Here are some of the comments said about National and us.

Rodney and ACT are seen as short, provocative "fox terriers" who expose wrong-doing like a "dog on a bone". Note that the imagery is in direct contrast to National's "reliable," "conservative," and "old school" image.

Our potential voters believe ACT can provide National with the spirit (ACT is the "conscience of National") and have certain parts of the anatomy to get the job done; ("balls," "spine" were offered up).

Importantly, ACT voters did not perceive a vote for ACT as a vote against National. Rather, it was a vote to get what they really wanted out of National.

2. ACT's survival strategy - winning Epsom

It was always my view that ACT should have an electorate seat to prevent being written off when polling below 5 per cent. The absence of a seat risks the perception that a party vote for ACT could be wasted.

For that reason alone we thought it worthwhile to make a serious attempt to win Epsom. In our only other attempt - in 1999 - we reduced the majority from 20,000 to less than 2,000. Even in 2002, when we focussed solely on the party vote, 20% of Epsom voted for me anyway.

ACT's goal was to win seven-per-cent-plus of the party vote and win Epsom as well.
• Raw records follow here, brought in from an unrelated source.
PR #400, opened 2025-11-25
Implement XR_ANDROID_depth_texture

dhoverb:
Implements [XR_ANDROID_depth_texture](https://developer.android.com/develop/xr/openxr/extensions/XR_ANDROID_depth_texture)


plugin/src/main/cpp/extensions/openxr_android_environment_depth_extension_wrapper.cpp
```diff
@@ -0,0 +1,821 @@
...
+				  nullptr, // next
+				  {}, // fov
+				  {}, // pose
+		  },
+		  {
+				  XR_TYPE_DEPTH_VIEW_ANDROID, // type
+				  nullptr, // next
+				  {}, // fov
+				  {}, // pose
+		  } }, // views[2]
```
dsnopek: I suspect this would make the CI happy:

```suggestion
		{
			{
				XR_TYPE_DEPTH_VIEW_ANDROID, // type
				nullptr, // next
				{}, // fov
				{}, // pose
			},
			{
				XR_TYPE_DEPTH_VIEW_ANDROID, // type
				nullptr, // next
				{}, // fov
				{}, // pose
			}
		}, // views[2]
```

dsnopek (approved):
Thanks!

The code looks great to me (aside from the code style issues CI pointed out, but should be easy to fix). And the sample is working fine in my testing on Samsung Galaxy XR

plugin/src/main/cpp/extensions/openxr_android_environment_depth_extension_wrapper.cpp
dhoverb: Hmm, I ran clang-format and that file did not change.
I'll manually make this change if CI fails again.

dhoverb: Apparently I had spaces here, and clang-format wasn't converting to tabs.
Anyway, I copied your suggestion in the next patchset.  Hopefully it'll pass this time.

dhoverb: Looks like it's passing now.

samples/androidxr-depth-texture-sample/project.godot
```diff
@@ -0,0 +1,99 @@
...
+"value": Projection(1, 0, 0, 0, 0, 1, 0, 0, 0, 0, 1, 0, 0, 0, 0, 1)
+}
+META_ENVIRONMENT_DEPTH_TO_CAMERA_PROJECTION_LEFT={
+"type": "mat4",
+"value": Projection(1, 0, 0, 0, 0, 1, 0, 0, 0, 0, 1, 0, 0, 0, 0, 1)
+}
+META_ENVIRONMENT_DEPTH_TO_CAMERA_PROJECTION_RIGHT={
+"type": "mat4",
+"value": Projection(1, 0, 0, 0, 0, 1, 0, 0, 0, 0, 1, 0, 0, 0, 0, 1)
+}
```
m4gr3d, line 64: @dsnopek @dhoverb I thought those globals were only added when `xr/openxr/extensions/meta/environment_depth` is enabled.

dsnopek: Ah, yeah, they should be, These might have just gotten left over from before that change?

plugin/src/main/cpp/extensions/openxr_android_environment_depth_extension_wrapper.cpp
```diff
@@ -0,0 +1,822 @@
...
+	already_setup_global_uniforms = true;
+
+	create_shader_global_uniform(ANDROID_ENVIRONMENT_DEPTH_AVAILABLE_NAME, RenderingServer::GLOBAL_VAR_TYPE_BOOL, false, rs, project_settings, is_editor);
+	create_shader_global_uniform(ANDROID_ENVIRONMENT_DEPTH_TEXTURE_NAME, RenderingServer::GLOBAL_VAR_TYPE_SAMPLER2DARRAY, Variant(), rs, project_settings, is_editor);
+	create_shader_global_uniform(ANDROID_ENVIRONMENT_DEPTH_RESOLUTION_NAME, RenderingServer::GLOBAL_VAR_TYPE_INT, 0, rs, project_settings, is_editor);
+	create_shader_global_uniform(ANDROID_ENVIRONMENT_DEPTH_TANFOV_LEFT_NAME, RenderingServer::GLOBAL_VAR_TYPE_VEC4, Vector4(), rs, project_settings, is_editor);
+	create_shader_global_uniform(ANDROID_ENVIRONMENT_DEPTH_TANFOV_RIGHT_NAME, RenderingServer::GLOBAL_VAR_TYPE_VEC4, Vector4(), rs, project_settings, is_editor);
+	create_shader_global_uniform(ANDROID_ENVIRONMENT_DEPTH_CAMERA_TO_WORLD_LEFT_NAME, RenderingServer::GLOBAL_VAR_TYPE_MAT4, Transform3D(), rs, project_settings, is_editor);
+	create_shader_global_uniform(ANDROID_ENVIRONMENT_DEPTH_CAMERA_TO_WORLD_RIGHT_NAME, RenderingServer::GLOBAL_VAR_TYPE_MAT4, Transform3D(), rs, project_settings, is_editor);
+}
```
m4gr3d, line 631: @dhoverb This should follow the approach in https://github.com/GodotVR/godot_openxr_vendors/pull/377 and only create the shader global uniforms when the project setting is enabled.

cc @dsnopek

samples/androidxr-depth-texture-sample/project.godot
dhoverb: I remember these being created regardless of the project setting.

This still seems to be the case looking at the code here:
https://github.com/GodotVR/godot_openxr_vendors/blob/master/plugin/src/main/cpp/register_types.cpp#L412
(which calls https://github.com/GodotVR/godot_openxr_vendors/blob/master/plugin/src/main/cpp/extensions/openxr_android_environment_depth_extension_wrapper.cpp#L605)

plugin/src/main/cpp/extensions/openxr_android_environment_depth_extension_wrapper.cpp
dhoverb: @m4gr3d I don't see the changes at tip

[377](https://github.com/GodotVR/godot_openxr_vendors/pull/377/files#diff-3a1e1566edafa0c777d24b9121ae2c50836eba2ed25ed55949f21e4b7a5e574aR556)
[tip](https://github.com/GodotVR/godot_openxr_vendors/blob/master/plugin/src/main/cpp/extensions/openxr_android_environment_depth_extension_wrapper.cpp#L605)

Also, I think the conditionals should swap places, like:

```
if (enabled) {
  if (already_setup_global_uniforms) {
    already_setup_global_uniforms = false;
    // ... undo
  }
  return;
}
```
Otherwise you could re-setup the globals after just undoing them.

samples/androidxr-depth-texture-sample/project.godot
dsnopek: Yeah, I think I messed up on https://github.com/GodotVR/godot_openxr_vendors/pull/377

I'll make a PR to fix both extensions

plugin/src/main/cpp/extensions/openxr_android_environment_depth_extension_wrapper.cpp
m4gr3d: > @m4gr3d I don't see the changes at tip
> 
> [377](https://github.com/GodotVR/godot_openxr_vendors/pull/377/files#diff-3a1e1566edafa0c777d24b9121ae2c50836eba2ed25ed55949f21e4b7a5e574aR556) [tip](https://github.com/GodotVR/godot_openxr_vendors/blob/master/plugin/src/main/cpp/extensions/openxr_android_environment_depth_extension_wrapper.cpp#L605)
> 

[377](https://github.com/GodotVR/godot_openxr_vendors/pull/377/files#diff-3a1e1566edafa0c777d24b9121ae2c50836eba2ed25ed55949f21e4b7a5e574aR556) is pointing to the logic in the Meta version of the depth extension wrapper. The Android version doesn't have that logic so my suggestion was to add it to the Android depth extension wrapper.


> Also, I think the conditionals should swap places, like:
> 
> ```
> if (enabled) {
>   if (already_setup_global_uniforms) {
>     already_setup_global_uniforms = false;
>     // ... undo
>   }
>   return;
> }
> ```
> 
> Otherwise you could re-setup the globals after just undoing them.

Yeah I noticed the same thing. @dsnopek is looking into it!

samples/androidxr-depth-texture-sample/project.godot
dsnopek: I think this will fix it: https://github.com/GodotVR/godot_openxr_vendors/pull/410

dhoverb: Looks good to me.

PR #406, opened 2025-12-04
Add support for XR_ANDROID_face_tracking

ashwinvbs:
Implement https://developer.android.com/develop/xr/openxr/extensions/XR_ANDROID_face_tracking.

Modify meta-body-tracking application to be a sample app for Android face tracking.


plugin/src/main/cpp/extensions/openxr_android_face_tracking_extension_wrapper.cpp
```diff
@@ -0,0 +1,402 @@
...
+	}
+
+	// We currently ignore the following members of face_state.
+	// faceTrackingState
+	// sampleTime
+	// regionConfidences
+
+	// Rest of this function deals with unpacking `parameters` into Godot XRFaceTracker structure
+
+	// Map Meta weights to Godot weights.
```
dsnopek:
```suggestion
	// Map Android XR weights to Godot weights.
```

samples/meta-body-tracking-sample/export_presets.cfg
```diff
@@ -248,3 +248,255 @@ khronos_xr_features/htc/hand_tracking=0
...
+gradle_build/export_format=0
+gradle_build/min_sdk=""
+gradle_build/target_sdk=""
+architectures/armeabi-v7a=false
+architectures/arm64-v8a=true
+architectures/x86=false
+architectures/x86_64=false
+version/code=1
+version/name="1.0"
+package/unique_name="com.godotopenxrvendors.androidxrbodytrackingsample"
```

However, it became clear through the campaign that ACT needed to demonstrate we could win Epsom to reassure our supporters that their party votes wouldn't be wasted.

We polled extensively in the electorate from December 2004 onwards. The early polls showed me trailing Richard Worth by 30%. But when asked a tactical voting question - whether they would vote for me if National needed ACT to form a government - they were roughly split 50/50.

In a May poll we looked at the reasons why voters were supporting Richard Worth instead of me. The vast majority of respondents (69%) stated they wanted to support National or change the government. These responses suggested people were still voting along party lines, with no consideration of splitting their votes.

This result showed that a highly tactical campaign explaining how voters in Epsom could help National by voting for me would prove effective.

And that is what we did. Everything the campaign produced underscored this message. Its resonance increased as we approached Election Day.

We conducted a weekly tracking survey of 400 Epsom voters in conjunction with Sydney-based Capitol Research from 14 August.

We started out 34 points behind and coming third.

18 days out from election day, we were even with Worth.

12 days out, we were clearly ahead.

The near-fatal hit against our campaign was TV1's Epsom poll eight days before polling day showing me 15 points behind. At that time, ACT's polling had me 8 points ahead.

Colmar Brunton conducted the poll asking,

"Now thinking about your other vote, the electorate vote for your local MP in the Epsom electorate when you choose your local MP, which party, if ANY is this candidate likely to come from?" (unprompted)

The question asked for the party that voters were supporting with their electorate vote. It missed the entire tactical point of the Epsom campaign and the Epsom vote. It was a disgracefully incompetent poll, clearly incapable of determining the true support we had in Epsom. TV1's Colmar-Brunton poll single-handedly finished any hope ACT had of dispelling the "wasted vote" ghost that had blighted our campaign.

Professional political commentators never bothered to read the question to determine what was being polled, but just accepted the poll's false result that ACT was toast.

We were up against Colmar-Brunton. We were up against the media.

Sunday Star-Times Political Editor Helen Bain in a column titled "Just stunned? No, ACT is definitely dead" wrote:

"It is not terribly polite to publish an obituary while the subject is still breathing, but in the case of ACT, we might as well"

"So, finally, there remains little to be done for ACT but to administer the last rites and turn off the life support."

Christchurch Press Political Editor Colin Espiner declared "ACT is dead and buried".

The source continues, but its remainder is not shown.